1. Field of the Invention
The present invention relates to a method and apparatus for achieving automatic loop gain adjustment in optical null spectrophotometers and, more particularly, to a method and means for automatically determining system loop gain requirements and setting the gain to the correct value for optimum response in a double beam, optical null spectrophotometer.
2. Description of the Prior Art
In a spectrophotometer of the double beam, optical null type, radiation from a source is split into two beams which are directed along sample and reference paths. The two paths are modulated by a suitable beam modulator which alternatively directs the radiation from the sample path and the radiation from the reference path to a recombining means and then to an electrical error signal generator. A sample to be analyzed is placed in the sample beam path and an attenuator for varying the intensity of the beam in the reference beam path is positioned therein, such attenuator being driven into and out of the reference beam path by a suitable servo motor. The error signal indicative of the difference between the radiation in the reference and sample beam paths is applied to a potentiometer or other means for adjusting the gain thereof.
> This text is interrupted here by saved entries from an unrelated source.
PR #373, opened 2026-06-05
Feat/setup presets tool

fe51:
Tools in your branch @MateoLostanlen  are very convenient, we shall consider add them to the main branch


MateoLostanlen (approved):
Agree with me haha

PR #386, opened 2026-07-21
feat(engine): send capture time as recorded_at on detection upload

### LINKED ISSUE #296: Update detections transmission to alert api to add the detection capture date as created_at parameter

MateoLostanlen:
## Motivation

Detections cached on the engine and uploaded in a burst all land at the same `created_at` on the API, which breaks time based sequence linking. pyronear/pyro-api#617 adds a `recorded_at` field carrying the on-device capture time.

## What changed

- `_process_alerts` now forwards the queued frame timestamp (UTC ISO, stamped at inference time) as `recorded_at` to `create_detection`.
- Fixed the `ts` annotation on `_stage_alert` (`int` to `str`, it always carried an ISO string) and asserted the forwarding in tests.

## Blocked on

pyro-api#617: `pyroclient.create_detection` must gain the optional `recorded_at` parameter, then the pin in `requirements-git.txt` and `uv.lock` needs a bump to that commit before merging. Until then the integration tests fail with `TypeError: unexpected keyword argument 'recorded_at'`.

### DIFF
--- a/pyroengine/engine.py
+++ b/pyroengine/engine.py
@@ -658,7 +658,7 @@ class Engine(Predictor):
         self,
         context_crop: Optional[ContextCrop],
         cam_id: str,
-        ts: int,
+        ts: str,
         bboxes: list,
         jpeg_bytes: Optional[bytes] = None,
         crop_boxes: Optional[list] = None,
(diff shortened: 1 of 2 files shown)


fe51 (approved):
Thanks a lot for the feature and the test

PR #1440, opened 2021-03-29
Added `evil-beginning-of-line-or-visual-line`

NightMachinary:
One thing I don't understand is why `evil-beginning-of-line` does not accept the `count` argument.

~~Also, when I move my cursor with `(evil-beginning-of-line)` (using `g 0` and `g $`, essentially) when `evil-respect-visual-line-mode` is on, my whole `evil` setup sometimes (70% of the time?) gets into a buggy state where doing, e.g., `dd` errors `evil-motion-range: Args out of range: nil, 2305843009213693951`.~~

Update: Using `g $` to go to the end of the line, goes to after the last character (which is a config thing I have turned on), and then using `dd` errors `evil-motion-range: Args out of range: nil, 2305843009213693951`. Even though `$` also goes to after the last character, this doesn't happen there. Should I open a separate issue?

### DIFF
--- a/evil-commands.el
+++ b/evil-commands.el
@@ -203,6 +203,18 @@ If COUNT is given, move COUNT - 1 lines downward first."
       (beginning-of-visual-line)
     (beginning-of-line)))
 
+(evil-define-motion evil-beginning-of-line-or-visual-line (count)
+  "Move the cursor to the first character of the current screen
+line if `visual-line-mode' is active and
+`evil-respect-visual-line-mode' is non-nil.  If COUNT is given,
+move COUNT - 1 screen lines forward first."
+  :type inclusive
+  (if (and (fboundp 'beginning-of-visual-line)
+           evil-respect-visual-line-mode
+           visual-line-mode)
+      (beginning-of-visual-line count)
+    (evil-beginning-of-line)))
+
 (evil-define-motion evil-end-of-visual-line (count)
   "Move the cursor to the last character of the current screen line.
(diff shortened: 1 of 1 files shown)


tomdl89:
> why evil-beginning-of-line does not accept the count argument.

evil-beginning-of-line is, by default, triggered by pressing `0` so it couldn't take a count argument in the standard vim way, because we couldn't differentiate between e.g. `5 0` and `50`. neither `0` nor `g0` take a `[count]` in vim anyway. I think I would therefore be inclined to close this PR, but if you think I'm wrong, please explain :)

Regarding the bug you see, can you create a minimal repro using `make emacs` in your evil repo? And drop that in a separate PR? Assuming you do `(setq evil-move-beyond-eol t)` beforehand, and then do `g$dd`, I can't replicate any out-of-range error.

NightMachinary:
@tomdl89 I think just removing the count parameter and having a `evil-beginning-of-line-or-visual-line` is good, but feel free to close the PR.

Since you can't reproduce the bug, I assume it'll be time-consuming to get to the root of it, and I am just remapping my keys to never respect visual lines.

Thanks.

tomdl89:
Thanks @NightMachinary. As you're not using this motion in a key mapping or as a `:motion` for a command, I can't see that it is helping evil emulate vim in emacs (i.e. this isn't functionality in vim, right?) I think handy extras like this probably would sit better in a package which extends evil - be that an already-existing package, or a new one aimed at improving handling (or ignoring) of visual lines.

PR #1448, opened 2021-04-04
Add bs-mode to evil-emacs-state-modes.

daanturo:
Normal state's bindings don't work there by default. (And maybe) It's
not worthy for evil-collection to define them.

### DIFF
--- a/evil-vars.el
+++ b/evil-vars.el
@@ -704,6 +704,7 @@ expression matching the buffer's name and STATE is one of `normal',
     bookmark-bmenu-mode
     bookmark-edit-annotation-mode
     browse-kill-ring-mode
+    bs-mode
     bubbles-mode
     bzr-annotate-mode
     calc-mode


tomdl89:
>Normal state's bindings don't work there by default.

I've just enabled bs-mode in a `make emacs` session, and I can use normal state bindings. @daanturo can you suggest one to try which won't work? Thanks

daanturo:
> > Normal state's bindings don't work there by default.

Sorry for my bad explanation. What I meant was normal state's bindings overriding `bs-mode-map`'s important ones.

Notably:
```
RET             bs-select
C-o             bs-tmp-select-other-window
SPC             bs-select
!               bs-select-in-one-window
F               bs-select-other-frame
c               bs-select-next-configuratio
f               bs-select
o               bs-select-other-window
<mouse-2>       bs-mouse-select
<mouse-3>       bs-mouse-select-other-frame
```
Like `ibuffer`, we can delegates those to `evil-collection`, although I think it's not worth the efforts, just use emacs-state since that's an edge case anyway.

tomdl89:
Sorry - yes that makes perfect sense. Thanks!

PR #1471, opened 2021-06-02
Add :window-width to `evil-test-buffer` args

tomdl89:
So we can reliably test visual-line related functionality.


tomdl89:
Failing because the terminal width on Travis is 80 cols.

PR #1474, opened 2021-06-12
Remove travis.yml, add test.yml github workflow

tomdl89:
@TheBB I've had a go at moving evil over to github actions. Everything looks fine, except emacs 24.5 has 20 failures. Any ideas?


tomdl89:
@wasamasa do you have any ideas on this? My current plan is to change us over to github actions and disable the 24.5 tests tonight, as travis claims it will disable tests running on travis-ci.org tomorrow.

wasamasa:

The gain adjusted error signal is coupled to the attenuator servo motor which moves the reference beam attenuator until the error signal is reduced to zero. The position of the reference beam attenuator may then be used to provide a measure of the sample content. Ordinarily, the wavelength of the radiator source is scanned over a range by a monochromator during the measurement to provide a spectrum measure of the sample.
The sensitivity and accuracy of such a spectrophotometer is affected by variations in loop gain of the attenuator servo loop which includes the optical path, the electrical circuitry, and the servo motor. If the loop gain is set too high, oscillation of the attenuator servo motor occurs. If the loop gain is set too low, the response of the servo motor is too slow. For this reason, the before-mentioned gain adjusting means has been included for controlling loop gain.
U.S. Pat. No. 3,790,283 describes one way of simplifying the gain setting operation in a manually controlled spectrophotometer. According to this patent, the reference beam path is closed completely by switching a large unbalancing signal into the amplifier which drives the attenuator servo motor and the gain control is then adjusted to produce a predetermined level of voltage at the input to the amplifier as measured by a DC voltmeter. However, a limitation of this system is that the reference beam attenuator must initially be at the position which is nominally designated as 100% transmission for the reference voltage level to be correct, a condition which is hard to achieve under actual analytical conditions.
Furthermore, the system of this patent requires the gain control to be adjusted to a nominal value for all conditions. While a nominal value of gain can be used for routine work, it is frequently necessary, in normal analysis, to attenuate the reference beam to achieve a desired output on highly absorbing samples or when differential analysis is being performed. In the former case, a beam attenuator in addition to the variable reference beam attenuator is positioned in the reference beam path whereas in the latter case, a reference sample is positioned in the reference beam path in addition to the variable reference beam attenuator. In either case, the amount of energy conducted to the electrical error signal generator is substantially reduced. At these times, it is necessary to increase the system gain to compensate for the losses in the reference beam energy.
In such cases, it has been proposed to utilize a small unbalancing signal to deflect the reference beam attenuator from its balanced position, the amount of deflection being inversely proportional to the system gain. With the unbalancing signal added, the change in the servo motor position is sensed to see whether the servo motor position changes by some predetermined amount indicative of the correct gain setting. If there is a difference between the actual change and the desired change, the loop gain may be manually adjusted and the procedure repeated until the servo motor position change is exactly the predetermined amount indicative of the correct gain setting.
The advantage of this method is that it is usable with a reference beam attenuator in any position where it may be deflected by the nominal amount without contacting the mechanical limits of travel. This method, while suitable for manual adjustment, is time consuming and requires a number of settings and repeated approximations to reach the desired optimum setting when attempting to automate the procedure.